Mein Dezember, Teil 19

Kalorien

Die Kollegin platzt in meine Überlegungen, was zu Schreiben sei an diesem 19. Dezember. Gerade saßen wir zusammen und warfen Ideen in einen Pool: eine Tannenbaumgeschichte (aber hatten wir nicht gestern erst eine)? Eine Weihnachtsfeierstory (am besten die, bei der der Kollege nachts am Klinikum in einen Tannenbaum gefallen ist und höflich gegrüßt hat)? Die Geschichte eines Leberhakens (Sambuca gemixt mit Jägermeister) nach einer Weihnachtsfeier? Genau in dieser Sekunde kommt Kollegin Schwamborn in die kleine Küche über der Buchhandlung und bringt warmen Mohnkuchen von der Nachbarin – damit wir nicht vom Fleische fallen.

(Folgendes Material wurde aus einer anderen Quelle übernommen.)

PR #297, opened 2017-03-09
Make (stream|block)(Encode|Decode) return false

benrubson:
Hello,

This PR solves issue #281, making (stream|block)(Encode|Decode) return false when needed.

Thank you 👍 

Ben


benrubson:
See #295.

PR #301, opened 2017-03-09
Allow read/write in standard reverse mode

benrubson:
Hello,

This PR solves #242, allowing read/write mode in standard reverse mode.

Of course this PR brakes the reverse writesDenied() test, which is expected because conf is created in reverse mode, so uniqueIV are disabled, so writes are allowed.
We would need a specific reverse conf with (uniqueIV == true) to test that reverse writes are disabled.
So I disabled this test for the moment, of course feel free to improve it.

Thx 👍 

Ben


rfjakob:
Looks good, thanks.

Issue #19, opened 2014-09-12
switch to libgcrypt


vgough:
Current dev tree supports either OpenSSL, Botan, or CommonCrypto.

Having worked now with these libraries, and tested a few more, I'm standardizing on libgcrypt for encfs2.

benrubson:
@danim7 has proposed a switch to libgcrypt in #310.
One simple question, what's the benefit of using libgcrypt instead of openssl ?
Thx 👍

PR #310, opened 2017-03-12
Switch to libgcrypt

danim7:
Hello,

I was checking what is necessary to have a secure 2.0 version that fixes the issues from the audit. One of the issues flagged as 2.x candidate is switching to libgcrypt library (Issue #19 ). It could be interesting to do this step before implementing a change in the data format or in the the cipher mode of operation. Therefore, I started to play with the gcrypt library and tried to "translate" the SSL_Cipher.cpp file from openSSL to libgcrpyt, building upon the gcrypt branch.

This pull request introduces support to libgcrypt library. It passes the tests from "make test" and ./test.sh perl tests. Additionally, it can successfully cipher a whole filesystem to be deciphered by the openssl version, and vice versa.

Some points about this version:
- In my machine, libgcrypt seems to be as fast as openssl in encrypting / decrypting.
- In my machine, libgcrypt seems to be quite slower than openssl in generating random strong numbers. Actually, it is necessary to tell the library if we want strong or "nonce" random numbers to keep a reasonable performance.
- Libgcrypt doesn't support blowfish with a key size different than 128 bits: https://gnupg.org/documentation/manuals/gcrypt/Available-ciphers.html#Available-ciphers
- In this version, the openssl support has been deactivated in "Cipher.cpp" file, it can be activated back by uncommenting the REF_MODULE section. Ideally, there shall be a mechanism to choose between different cipher implementations.
- Other than that, the library is quite simple to use and it has many available symmetric ciphers.

I hope this is useful. Please, play around with it and tell me what you think.

This pull request is against the gcrypt branch.

### DIFF
--- a/encfs/GCrypt_Cipher.cpp
+++ b/encfs/GCrypt_Cipher.cpp
@@ -1,0 +1,921 @@
+/*****************************************************************************
+ * Author:   Valient Gough <vgough@pobox.com>
+ *           danim7 (https://github.com/danim7)
+ *****************************************************************************
+ * Copyright (c) 2004, Valient Gough
+ *
+ * This program is free software: you can redistribute it and/or modify it
+ * under the terms of the GNU Lesser General Public License as published by the
+ * Free Software Foundation, either version 3 of the License, or (at your
+ * option) any later version.
+ *
+ * This program is distributed in the hope that it will be useful, but WITHOUT
+ * ANY WARRANTY; without even the implied warranty of MERCHANTABILITY or
+ * FITNESS FOR A PARTICULAR PURPOSE.  See the GNU Lesser General Public License
+ * for more details.
+ *
+ * You should have received a copy of the GNU Lesser General Public License
+ * along with this program.  If not, see <http://www.gnu.org/licenses/>.
+ */
+
+#include "internal/easylogging++.h"
+#include <cstring>
+#include <pthread.h>
+#include <string>
+#include <sys/mman.h>
+#include <sys/time.h>
+
+#include "Cipher.h"
+#include "Error.h"
+#include "Interface.h"
+#include "Mutex.h"
+#include "Range.h"
+#include "intl/gettext.h"
+#include "GCrypt_Cipher.h"
+
+using namespace std;
+
+namespace encfs {
+
+const int MAX_KEYLENGTH = 32;  // in bytes (256 bit)
+const int MAX_IVLENGTH = 16;   // 128 bit (AES block size, Blowfish has 64)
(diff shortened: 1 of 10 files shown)


encfs/GCrypt_Cipher.cpp
```diff
@@ -0,0 +1,917 @@
...
+  for (int i = size - 1; i; --i) buf[i] ^= buf[i - 1];
+}
+
+
+
+/** Partial blocks are encoded with a stream cipher.  We make multiple passes on
+ the data to ensure that the ends of the data depend on each other.
+*/
+bool GCrypt_Cipher::streamEncode(unsigned char *buf, int size, uint64_t iv64,
+                              const CipherKey &ckey) const {
```
benrubson: This function (and others) never return false (some kind related to #295).
Perhaps you could return false when they fail ?
And correctly check their returned values when calling them ?
Thank you 👍

danim7: Done, I implemented the modifications you did in #295 to the SSL_Cipher.cpp file to my GCrypt_Cipher.cpp

vgough:
Thanks for this work, I've been wanting to support grcypt as the backend after having tried a number of backends in another branch.  I'd like to make it a build-time flag to select which to use.

encfs/GCrypt_Cipher.cpp
benrubson: Thx, perfect 👍

LinuxDonald:
Any timeline for merging this?

madscientist42:
You flatly (And I **_DO_** mean this...) don't want to do this unless it's an option somehow to choose either.

People keep thinking in terms of their ideas on what's good/cool in crypto but never ONCE think in terms of what can/can't be used for FIPS-140-2 and higher levels of certification for any of this.

OpenSSL is certified with a given Cryptographic "Module" and devices can be ultimately certified with that in there so long as your cryptographic uses only rely on the approved module's functions.

libgcrypt does **_NOT_** support anything of the sort.  So...  PLEASE do not do this without thinking LONG and hard on what you're doing here.

madscientist42:
You want either OpenSSL or WolfSSL at this time as they are the only ones in the space right now with approvals.  You can support MORE, but you need to support one or the other with things.  Right now, encfs is the only one that can be certified for FIPS compliance at this time.  All the others use unapproved symmetric key, asymmetric key (which is not currently approved for anything...), or a hashing algo like scrypt which isn't approved.

benrubson:
_This would need to be re-worked completely, closing for now..._

PR #312, opened 2017-03-13
Re-list fuse operations

benrubson:
Hello,

This PR correctly re-orders fuse operations according to the documentation : http://libfuse.github.io/doxygen/structfuse__operations.html

In addition, it identifies those removed from fuse 3.0.0.

Thx 👍 

Ben

### DIFF
--- a/encfs/main.cpp
+++ b/encfs/main.cpp
@@ -555,8 +555,8 @@ int main(int argc, char *argv[]) {
   memset(&encfs_oper, 0, sizeof(fuse_operations));
 
   encfs_oper.getattr = encfs_getattr;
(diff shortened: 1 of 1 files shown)


rfjakob:
Hmm, I don't think there is a "correct" order of filling the struct.

benrubson:
I just put them according to the order given in the documentation :)
http://libfuse.github.io/doxygen/structfuse__operations.html
I went through all operations and was easier to read having them sorted, so I simply pushed the modification :)

benrubson:
And this one @rfjakob ? ^^

rfjakob:
I don't think the case is strong enough for this one. Merging this will make diffing old and new encfs code more difficult.

benrubson:
OK, understood :)
Thx for your feedback anyway 👍

Issue #253, opened 2016-12-16
Unable to read encfs config via named pipe


antofthy:
For a VERY long time..  (Since 2009)  I have used a special system where I do not store the ".encfs5" with the encrypted data, but store it in a special (secure) database along with the keys to the encrypted data.
To pass the configuration file to encfs I create a named pipe which I put into the "ENCFS6_CONFIG" environment variable.   I then start the "encfs", which reads the config file from the named pipe as I write to it.   This way the config file is NEVER written to the disk in the clear.

For example -- (shell pseudo code - real code is written in perl)
   mkpipe temporary_named_pipe
   cat "the real config file info" >>  temporary_named_pipe &
   ENCFS6_CONFIG="temporary_named_pipe"  encfs  --stdin encfs_dir decoded_dir  <<<"$password"
   rm temporary_named_pipe

The problem is suddenly I get errors from encfs when it reads its config from a named pipe...

2016-12-16 20:59:43,610 ERROR [default] Failed to load config file /tmp/ks_lij9g9
2016-12-16 20:59:43,610 ERROR [default] Found config file /tmp/ks_lij9g9, but failed to load - exiting

If I replace the named pipe with a plain text file with the exact same config, but no other changes, it all works perfectly fine.   If interested the code is available in  "ks"  http://www.ict.griffith.edu.au/anthony/software/#ks

Why did it change?

 Why can't encfs read from a named pipe?

What can I do about it?

rfjakob:
Running under strace (`ENCFS6_CONFIG="$PWD/pipe" strace encfs $PWD/a $PWD/b`) reveals this:

```
open("/tmp/tmp.9pa6Ln8X3Y/pipe", O_RDONLY) = 3
fstat(3, {st_mode=S_IFIFO|0664, st_size=0, ...}) = 0
lseek(3, 0, SEEK_SET)                   = -1 ESPIPE (Illegal seek)
read(3, "<?xml version=\"1.0\" encoding=\"UT"..., 4096) = 1264
fstat(3, {st_mode=S_IFIFO|0664, st_size=0, ...}) = 0
lseek(3, 0, SEEK_END)                   = -1 ESPIPE (Illegal seek)
lseek(3, 0, SEEK_CUR)                   = -1 ESPIPE (Illegal seek)
lseek(3, 0, SEEK_SET)                   = -1 ESPIPE (Illegal seek)
close(3)
```

[...]

PR #319, opened 2017-04-11
Read config into memory and pass its content to tinyxml2 (#253)

johbo:
Trying to address issue #253.

From investigating the comments I found that it seems to be best to read the configuration file into memory first and then pass the content to tinyxml2, using `XmlDocument.Parse()` instead of `XmlDocument.LoadFile()`.

### DIFF
--- a/encfs/XmlReader.cpp
+++ b/encfs/XmlReader.cpp
@@ -23,6 +23,8 @@
 #include <algorithm>  // for remove_if
 #include <cstring>    // for NULL
 #include <memory>     // for shared_ptr
+#include <fstream>    // for ifstream
+#include <sstream>    // for ostringstream
 
 #include <tinyxml2.h>  // for XMLElement, XMLNode, XMLDocument (ptr only)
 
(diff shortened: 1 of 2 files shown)


johbo:
Also tried to add a test  for this problem, but it seems that I did not yet get it quite right: https://github.com/johbo/encfs/commit/59b571a5e33195bbd85ebf18c57a96233e980d70

I did observe this output which seems to be caused by the added test:

```
  Parse errors: Tests out of sequence.  Found (49) but expected (50)
                Tests out of sequence.  Found (50) but expected (51)
                Tests out of sequence.  Found (51) but expected (52)
                Tests out of sequence.  Found (52) but expected (53)
                Tests out of sequence.  Found (53) but expected (54)
Displayed the first 5 of 60 TAP syntax errors.
```

benrubson:
You also have to increase counter at line 5 of `tests/normal.t.pl` by the number of tests you add.

johbo:
Thanks for the hint. I've also noticed that I did get into some extra trouble because one of the calls to `ok` was running inside of the child process. Seems this did confuse the test runner. After changing these bits it did at least pass on my debian box.

rfjakob:
Looks good to me.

Wissen Sie eigentlich, wie viel Kilo ich zugenommen habe, in den letzten Wochen? Und hat irgendjemand eine Ahnung, wie ich das Zeug wieder los werde?
Angefangen in dieser Saison hat es mit einer Marzipantorte aus Düsseldorf, viele tausend Kalorien schwer, die eine Kundin uns geschickt hat, weil wir sie immer so gut mit Literaturtipps versorgen. Diese Torte erreichte uns am Weihnachtsmarktwochenende, an dem sowieso die ganze Stadt nach Glühwein, Holzfällersteak, Reibeplätzchen, Waffeln und Crêpes roch. Dass drei meine Mitarbeiter im Dezember Geburtstag haben, erwähnte ich an anderer Stelle, dass sie alle leckeren Kuchen mitgebracht hatten, auch.
Die Kundin mit dem Mohnkuchen ist nicht die einzige, die uns verwöhnt: Berliner Brot bekommen wir, Spritzgebäck, Lebkuchen und gerade mache ich ein Paket auf von einer lieben Kollegin aus Nippes. Sie bedankt sich für die gute Zusammenarbeit in den letzten Monaten. Womit sie das macht? Mit Schokolade, allerallerbester Schokolade. Da muss man – Kalorien hin oder her – einfach zubeißen. Und wenn ich ehrlich bin: in dieser Zeit halte ich meinen Adrenalinspiegel tagsüber mit einer Kanne Kaffee künstlich hoch und kompensiere das abends mit einer Flasche Wein. Den Kaffee trinke ich schwarz, das ist kalorienneutral. Aber Wein? Sind das nicht so round about 700 Kalorien zusätzlich. Kriegt man ja alles mit Bewegung wieder weg. Aber außer Augen auf-Augen zu – Augen auf am Morgen habe ich im Moment wenig Bewegung (rein sportlich betrachtet).
Ich werde das Problem in die Zange nehmen. 1. Alkoholzufuhr drosseln. 2. Schocktherapie (beispielsweise durch den gewagten Blick morgens in den Spiegel. Jetzt weiß ich endlich, wie Pupillen sich erweitern, wenn sie sich erschrecken!). 3. Der erste Schritt ist, wenn man mit anderen darüber redet! Dann wird man sich nämlich des Problems bewusst und vielleicht gibt es Trost oder aber man findet Gleichgesinnte und schon ist alles halb so schlimm?
Und ab morgen – großes Ehrenwort – wird alles anders! Oder nächste Woche? Oder nächstes Jahr?